So much for strength (or newsworthiness) in numbers. Inside Wednesday's Washington Post, reporter Michelle Boorstein covered a tiny protest inside the Hart Senate Office Building yesterday, where 35 were arrested. Last week, as many as 35,000 people protested in New York in support of Israel and against Iranian leader Mahmoud Ahmadinejad, featuring speakers like U.S. Ambassador John Bolton and Holocaust survivor and author Elie Wiesel -- which the Post ignored.
The Boorstein article, complete with cover photo of a protester being removed in handcuffs, was strategically placed on A-14, just above the continuation of a heartbreaking article on the first female West Point graduate, a local woman, being killed in Iraq -- also accompanied by a color photo, of the burial. Boorstein reported on the Hart building protest in a typical way, where no one in attendance was the slightest bit liberal: "Dozens of police streamed into the atrium and arrested about 35 people, including Rick Ufford-Chase, who until recently was a top official of the Presbyterian Church (USA)."
Boorstein tried to bolster the impressiveness of the tiny turnout:
Thirty-five additional antiwar demonstrators were arrested yesterday around the U.S. Capitol in related protests. Hundreds of antiwar actions have taken place across the country this week as faith-based and other groups push for a timetable for the United States to leave Iraq. Thirty-four people affiliated with the umbrella organization coordinating this week's efforts, Declaration of Peace, were arrested Thursday after they refused to leave the White House without talking with President Bush.
Although leaders of major U.S. denominations have spoken against the Iraq war since it began, such proclamations are becoming louder and more prominent.
"Today was the first time national-level leaders were participating -- not just themselves but calling on members of denominations to join them," said Gordon Clark, coordinator of the D.C.-based National Campaign for Nonviolent Resistance. "And there's a big difference between going to a protest and putting your body on the line and resisting arrest. And that's what they haven't been doing before."
Participating yesterday was Rabbi Arthur Waskow, head of an interfaith dialogue center in Philadelphia and a leader of the Jewish Renewal movement. Arrested in addition to Ufford-Chase was the Rev.
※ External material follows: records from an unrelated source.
PR #2728, opened 2023-05-08
Task calculated

olehmahera:


src/calculateRentalCost.js
```diff
@@ -28,7 +28,13 @@
...
 
 function calculateRentalCost(days) {
-  // write code here
+  const cost = 40 * days;
+
+  return days > 6
+    ? cost - 50
+    : days > 2
+      ? cost - 20
+      : cost;
```
33Orange, line 37: This is not the best place to use the ternary operator. It spoils the readability of the code in this case

33Orange (changes requested):
Good job.

A few moments:
- Use variables for the main values so that you can reuse them and give them descriptive names. For now it's not clear what is 40, 50 and 20
- Use an `if` statement to return values. It's very cool that you understand the ternary operator well, but it's not always appropriate

```
if (condition) {
  return x;
}
return y;
```

silchyn (changes requested):
Fix the comments above before requesting a review again

src/calculateRentalCost.js
```diff
@@ -28,7 +28,17 @@
  */
 
 function calculateRentalCost(days) {
-  // write code here
+  let rentalCost = 40 * days;
+  let discount = 0;
+
+  if (days > 6) {
```
33Orange, line 34: Change the condition to 'days >= 7' to include the case when days are exactly 7.

src/calculateRentalCost.js
```diff
@@ -28,7 +28,17 @@
...
+    discount = 50;
+  } else if (days > 2) {
```
33Orange, line 36: Change the condition to 'days >= 3' to include the case when days are exactly 3.

src/calculateRentalCost.js
```diff
@@ -28,7 +28,17 @@
  */
 
 function calculateRentalCost(days) {
-  // write code here
+  let rentalCost = 40 * days;
+  let discount = 0;
```
33Orange, line 32: Use `const` instead `let`. You don't need to rewrite variables.
Just create variable for all values.  For discounts, amount of days, etc.

src/calculateRentalCost.js
```diff
@@ -28,7 +28,17 @@
...
+
+  if (days > 6) {
+    discount = 50;
+  } else if (days > 2) {
+    discount = 20;
+  }
+  rentalCost -= discount;
+
+  return rentalCost;
```
33Orange, line 41: You should return value immediately in `if` condition.

```
if (condition) {
  return x;
}
return y;
```

33Orange (changes requested):
Please correct your code according to the checklist:
- [VARIABLES] - use variables for the main values so that you can reuse them and give them descriptive names.
- [CODE STYLE] - Avoid reassigning variables values. It's better to use const instead of let.
- [CODE STYLE] - You should return the value immediately in if statements. And don't use else after return statement. If return is performed - code after it won't be executed anyway.

dinaminahi (approved):
Well done 👍

silchyn (approved):

PR #2729, opened 2023-05-08
add task solution

PanyaPrimal:


src/calculateRentalCost.js
```diff
@@ -28,7 +28,15 @@
  */
 
 function calculateRentalCost(days) {
-  // write code here
+  let discount = 0;
+
+  if (days >= 3 && days < 7) {
+    discount = 20;
```
33Orange, line 34: Consider using a constant variable for the discount amount for 3 to 6 days.

src/calculateRentalCost.js
```diff
@@ -28,7 +28,15 @@
...
+  } else if (days >= 7) {
+    discount = 50;
```
33Orange, line 36: Consider using a constant variable for the discount amount for 7 or more days.

src/calculateRentalCost.js
```diff
@@ -28,7 +28,15 @@
...
+  }
+
+  return (days * 40) - discount;
```
33Orange, line 39: Consider using a constant variable for the daily rental cost.

33Orange (changes requested):
Good job.

A few moments:
- Use variables for the main values so that you can reuse them and give them descriptive names. For now it's not clear what is 40, 50 and 20
- You should return the value **immediately** in if statements. And don't use else after return statement. If return is performed - code after it won't be executed anyway. 

```
if (condition) {
  return a;
}
if (condition) {
  return b;
}
return c;
```

src/calculateRentalCost.js
```diff
@@ -28,7 +28,19 @@
  */
 
 function calculateRentalCost(days) {
-  // write code here
+  const discount3To6Days = 20;
+  const dailyRentalCost = 40;
+  const discount7OrMoreDays = 50;
```
naziamoff, line 33: - we never use numbers in the name of our variables
- what if we gonna change the policy and the discount 20 will be applied starting with the second day and ending on the fifth? You gonna need to change the variable name in all the usage places.

So let's think of more reusable names for those variables, more generic

src/calculateRentalCost.js
```diff
@@ -28,7 +28,19 @@
...
+
+  if (days >= 3 && days < 7) {
+    return days * dailyRentalCost - discount3To6Days;
+  }
```
naziamoff, line 37: if you start checking for `if days >= 7` - you won't need to checks in this `if`

src/calculateRentalCost.js
```diff
@@ -28,7 +28,19 @@
...
+
+  if (days >= 7) {
+    return days * dailyRentalCost - discount7OrMoreDays;
```
naziamoff, line 40: As days * dailyRentalCost is always a constant- I would create a separate variable for that

naziamoff (changes requested):
a couple of things left and we're good to go 🚀

src/calculateRentalCost.js
```diff
@@ -28,7 +28,28 @@
...
+  const baseDailyRentalCost = 40;
+  const discountZero = 0;
+  const discountBasic = 20;
+  const discountAdditional = 50;
+
+  let rentalCost = days * baseDailyRentalCost;
+  let discount = discountZero;
+
+  switch (true) {
+    case days >= 7:
```
silchyn, line 40: what is `7`?

silchyn (changes requested):

src/calculateRentalCost.js
```diff
@@ -28,7 +28,25 @@
...
-  // write code here
+  const baseDailyRentalCost = 40;
+  const discountZero = 0;
+  const discountBasic = 20;
+  const discountAdditional = 50;
+
+  let rentalCost = days * baseDailyRentalCost;
+  let discount = discountZero;
+
+  if (days >= 7) {
```
33Orange, line 39: You can create variable for number 7. For example `daysForExtraDiscount`

src/calculateRentalCost.js
```diff
@@ -28,7 +28,25 @@
...
+    discount = discountAdditional;
+  }
+
+  if (days >= 3 && days < 7) {
```
33Orange, line 43: Same here.

33Orange (approved):
Good job

PR #2731, opened 2023-05-08
fixed Solution

olena-bielozorova:


src/calculateRentalCost.js
```diff
@@ -28,7 +28,21 @@
  */
 
 function calculateRentalCost(days) {
-  // write code here
+  let totalAmount = 0;
```
AnnaShevchenkoQA, line 31: Consider declaring the 'rentPerDay' variable to store the daily rent cost (40) and use it in calculations for better maintainability

AnnaShevchenkoQA (approved):
Good job👍

PR #2733, opened 2023-05-08
added solution

annholovko:


src/calculateRentalCost.js
```diff
@@ -28,7 +28,15 @@
...
-  // write code here
+  const dailyRent = 40;
+  const smallDiscount = 20;
+  const bigDiscount = 50;
+
+  return days < 3
+    ? days * dailyRent
+    : days < 7
+      ? days * dailyRent - smallDiscount
+      : days * dailyRent - bigDiscount;
```
Anna-Tkachenko, line 39: It's awesome that you've found out how to use ternary operator, but nesting here just decrease code readability. Let's rewrite it using if / else statement

Anna-Tkachenko (changes requested):

src/calculateRentalCost.js
```diff
@@ -28,7 +28,18 @@
...
+  const smallDiscount = 20;
+  const bigDiscount = 50;
+  const totalPrice = days * dailyRent;
+
+  if (days < 3) {
+    return totalPrice;
+  } else if (days < 7) {
+    return totalPrice - smallDiscount;
+  } else {
+    return totalPrice - bigDiscount;
```
Anna-Tkachenko, line 41: Check point 3 in checklist

Anna-Tkachenko (changes requested):

Anna-Tkachenko (approved):
⭐️

PR #2740, opened 2023-05-10
solution

shelyaa:


src/calculateRentalCost.js
```diff
@@ -28,7 +28,22 @@
...
+  if (days >= 1) {
+    sum = days * value;
+  }
+
+  if (days >= 3) {
+    sum = days * value - 20;
+  }
+
+  if (days >= 7) {
+    sum = days * value - 50;
```
vlad-demchuk, line 43: move all magic numbers(20, 50) to variables

also, you can return values immediately inside if statements

vlad-demchuk (changes requested):

src/calculateRentalCost.js
```diff
@@ -28,7 +28,28 @@
  */
 
 function calculateRentalCost(days) {
-  // write code here
+  const value = 40;
+  let sum = 0;
```
nazarmatsevych, line 32: The variable 'sum' is unnecessary. You can return the calculated value directly in each condition.

src/calculateRentalCost.js
```diff
@@ -28,7 +28,28 @@
...
+    return sum;
+  }
+
+  if (days >= 3) {
+    sum = days * value - smallDiscount;
+
+    return sum;
+  }
+
+  if (days >= 1) {
```
nazarmatsevych, line 48: The last condition 'if (days >= 1)' is not needed. You can remove it and return the value directly in the last line of the function.

nazarmatsevych (approved):

PR #2744, opened 2023-05-11
code

liza-strykharchuk:
try 2


src/calculateRentalCost.js
```diff
@@ -28,7 +28,21 @@
  */
 
 function calculateRentalCost(days) {
-  // write code here
+  const baseDiscount = 20;
+  const proDiscount = 50;
+  const rentalCost = days * 40;
```
polosanya, line 33: It would be great to create a variable for `40` too

polosanya (approved):
Good job!

Issue #6031, opened 2017-05-07
Dump config file to log


nlyan:
Problem: Asking users for details of their configuration alongside their log is time consuming. 

Solution: At DEBUG and above dump the config file in to the log when Synergy starts.

paul-suarez:
JDDoesIT from forums:

When we report issues we are often asked for the system information as well as the installation details. Could we get a dump button in the help menu that puts all the info one could possibly need into our clipboard so we don't have to type it? I'm just being lazy, but that is not always a bad thing...

[Forums 2966 link.](https://symless.com/forums/topic/2966-system-dump/)

PR #6096, opened 2017-07-07
issue6031

cassinodari:
Add to file  /src/gui/src/ServerConfig.cpp  the libraries:
#include  <stdio.h>
#include <stdlib.h>

And the command section below:
#if defined(__linux)
	system("free - g > /tmp/synergyCPU.txt");
	system("lscpu >> /tmp/synergyCPU.txt");
#elif defined(_WIN32)
	system("systeminfo >> c:/Program files");
#endif

This will generate the log with information the cpu.  In the platform Linux, the file are on /tmp/ and on the platform Windows are on the C:\ProgramFiles


XinyuHou:
@cassinodari 
Thank you for the PR.

By looking at #6031, it is for outputting Synergy configuration info into Synergy logging system.

So it's nothing to do with local CPU info.

PR #6128, opened 2017-08-19
NMake generator, remove GUI, VS2017 compile error

nyetwurk:
The cmake nmake generator makes makefiles that puts all files in bin/ not bin/(Config)

This way we can do:

 cmake -G "NMake Makefiles" -DCMAKE_BUILD_TYPE=Release
 nmake
 cd installer
 msbuild /p:Configuration=Release

And nmake will get the right CMAKE_RUNTIME_OUTPUT_DIRECTORY.

msbuild does not allow an empty /p:Configuration


yupi2:
You can check out my [fork](https://github.com/yupi2/synergy) which works with VS2017 if you want.

nyetwurk:
Uh, where did Include.wxi from dist/wix/Include.wxi.in go?

Jnewbon:
@nyetwurk Is this PR still valid for the master branch?

I use VS2019 currently without problems.

nyetwurk:
Yes it affects nmake iirc but I will recheck time permitting.

PR #6129, opened 2017-08-19
Latest Qt installer puts things in different places.

nyetwurk:


XinyuHou:
Which version of Qt do you install?

nyetwurk:
5.9.1

nlyan:
No longer relevant to master as the v1 GUI was removed

Issue #6135, opened 2017-08-27
SSL private key is world readable


bitsandsalsa:
### Operating Systems ###

Server: Ubuntu 16.04.3
Client: Ubuntu 16.04.3

### Synergy Version ###

1.8.8

### Steps to reproduce bug ###

1. `ls -l ~/.synergy/SSL/Synergy.pem`
2. Notice the following file permissions:

> -rw-rw-r-- 1 user user 1111 Jan 1  2017 Synergy.pem

### Other info ###

To reduce private key exposure, the key should only be readable by the user; not the group or other. I would expect the following file permissions:

> -rw------- 1 user user 1111 Jan 1  2017 Synergy.pem

This is what I have for my SSH private keys created with ssh-keygen:

> -rw------- 1 user user 1111 Jan 1  2017 id_rsa

LeadManPL:
Looks like synergy-v1.8.8-stable-25a8cb2-Linux-x86_64.deb  still have this issue:

patben@patbenamd:~/.synergy/SSL$ ll
razem 20
drwxr-xr-x 3 patben patben 4096 paź  5 11:50 ./
drwxr-xr-x 4 patben patben 4096 sie 10 13:30 ../
drwxr-xr-x 2 patben patben 4096 lip 27  2016 Fingerprints/
-rw-r--r-- 1 patben patben 1653 paź  5 11:50 Synergy.pem
-rw-r--r-- 1 patben patben 1653 paź  5 11:49 Synergy.pem.bkp

PR #6142, opened 2017-09-07
Set appropriate umask when writing SSL certificate

epakai:
Fix for #6135 by setting umask before calling openssl.
previous umask is restored after call.

This doesn't account for files already created (synergy currently does nothing if the file already exists.)

I also noticed in testing a newer version of openssl on Debian (1.1.0f) that it was already setting permissions appropriately. I can't find a relevant changelog entry from Debian or OpenSSL so I'm not sure where the change was introduced.

### DIFF
--- a/src/gui/src/SslCertificate.cpp
+++ b/src/gui/src/SslCertificate.cpp
@@ -19,6 +19,11 @@
 
 #include "Fingerprint.h"
 
+#if defined(Q_OS_LINUX)
+#include <sys/types.h>
+#include <sys/stat.h>
+#endif
+
 #include <QProcess>
 #include <QDir>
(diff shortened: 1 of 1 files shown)


epakai:
Setting a proper umask might also apply to Mac OSX systems (my patch only does linux). I'm not familiar with how the files are stored there, and how the headers and umask call might differ.

epakai:
I chased down why the newer version of openssl did permissions right as well:
https://github.com/openssl/openssl/commit/3b061a00e39d2e4ad524ff01cbdc0c53fe8171ee

So I guess you could count on that behavior with openssl (>=1.1.0). I just wanted to confirm it wasn't something Debian specific.

PR #6174, opened 2017-10-14
Reallocate socket buffer when size is not big enough

TTimo:
The most significant memory leak I've noticed so far. synergys on linux with --enable-crypto causing ~1GB/mn of leaked memory before this.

Jackie Lynn, president of the Chicago-based Episcopal Peace Fellowship.
Last Thursday's protest also drew a Post article, and it also couldn't find a liberal, but read like a press release, listing all the protests to come. Reporter Sue Anne Pressley Montes began:
A group of ministers, veterans and peace activists attempted to deliver a "declaration of peace" to the White House yesterday, kicking off a week of vigils and other activities in 350 communities across the country calling for the prompt withdrawal of U.S. troops from Iraq.
Thirty-four people were arrested here and charged with disorderly conduct after they demanded to speak with President Bush, then refused to leave the west gate of the White House. As part of an initiative of more than 400 groups, many of them religiously affiliated, the activists said they had to "bear moral witness" against the U.S. military role in Iraq.
But as Christopher Fotos pointed out at his PostWatch blog (and he cited blogger Meryl Yourish), thousands of pro-Israel protesters didn't get a mention in the WashPost last week, even online:
The demonstration she's talking about--oh, you haven't heard about it either--drew "tens of thousands," and up to 35,000 according to various descriptions I've been able to find, not in the Washington Post, because like the rest of MSM it deemed it unworthy. And you know, much of the time you can find something in washingtonpost.com's feeds of Reuters and the Associated Press, but five pages of results show nothing....There's a Robin Wright story on A15, Iranian Leader Defends Controversial Stands, but it includes nothing about the demonstration in the very same city Wright occupied.